Die Plakate, Abzüge deiner Bilden, finden sich über die ganze Stadt Meran verteilt …
Genau. Schon von Anfang an dachte ich daran, nicht nur die Werke selbst, also die originalen Bilder auszustellen, sondern Abzüge davon zu fertigen und diese auf den Plakatwänden in Meran, wo sonst Werbung prangt, anzubringen. Zum einen geht es darum, das Festival auch auf die Bildende Kunst auszuweiten und Bildende Künstler zu involvieren. Zum anderen gefiel mir die Idee, dass jene öffentlichen Flächen, wo sonst Unterwäsche-Models prangen, von den Künstlern – zumindest während des Festivals – „zurückerobert“ werden. Wenn du nur Werbungen von halbnackten Frauen siehst oder Banken, wächst nichts in dir. Im Gegenteil: Die Werbung verwandelt den Körper der Frau in ein spekulatives Objekt, das einzig dem Markt dient. Siehst du aber Kunstwerke im öffentlichen Raum, meine oder die von jemand anderem, kann dies inspirieren. Die Stadt gibt dir etwas, deine Stadt gibt dir etwas. Und das kannst du nicht kaufen.

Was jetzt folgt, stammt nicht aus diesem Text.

PR #1116, opened 2024-02-23
Refactor KotlinBuilderJvmJdepsTest to do exact dep assertions

Bencodes:
Moving the assertions over so that we are comparing the exact expected jdeps to the actual jdeps.

This avoids us making changes that accidentally leak types between the different dependency types.

### DIFF
--- a/src/test/kotlin/io/bazel/kotlin/builder/tasks/jvm/KotlinBuilderJvmJdepsTest.kt
+++ b/src/test/kotlin/io/bazel/kotlin/builder/tasks/jvm/KotlinBuilderJvmJdepsTest.kt
@@ -38,7 +38,7 @@ class KotlinBuilderJvmJdepsTest(private val enableK2Compiler: Boolean) {
       return listOf(
         // TODO: Enable k2 for tests
 //        arrayOf(true),
-        arrayOf(false)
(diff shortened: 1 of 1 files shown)


src/test/kotlin/io/bazel/kotlin/builder/tasks/jvm/KotlinBuilderJvmJdepsTest.kt
```diff
@@ -38,71 +38,79 @@ class KotlinBuilderJvmJdepsTest(private val enableK2Compiler: Boolean) {
...
       )
       c.addDirectDependencies(TEST_FIXTURES_DEP)
     }
-    val jdeps = depsProto(dependingTarget)
 
-    assertExplicit(jdeps).containsExactly(TEST_FIXTURES_DEP.singleCompileJar())
-    assertImplicit(jdeps).isEmpty()
-    assertUnused(jdeps).isEmpty()
-    assertIncomplete(jdeps).isEmpty()
+    val jdeps = depsProto(dependingTarget)
```
Bencodes, line 101: To de-risk this PR I left the original assertions in place until I finished making all of the new assertions pass.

Die originalen Bilder von Sebastian Kulbaka sind vom 6. bis zum 11. Juni 2017 im Centro per la Cultura in Meran zu sehen. Der Künstler ist 1985 in Lodz in Polen geboren, in Meran aufgewachsen, hat an der Accademia di Belle Arti di Roma studiert und die Accademia di Belle Arti di Venezia in Malerei mit Diplom abgeschlossen. Sein künstlerisches Interesse gilt zurzeit der relationalen Kunst, der destruktiven Kunst und dem Gedächtnis des Schmerzes.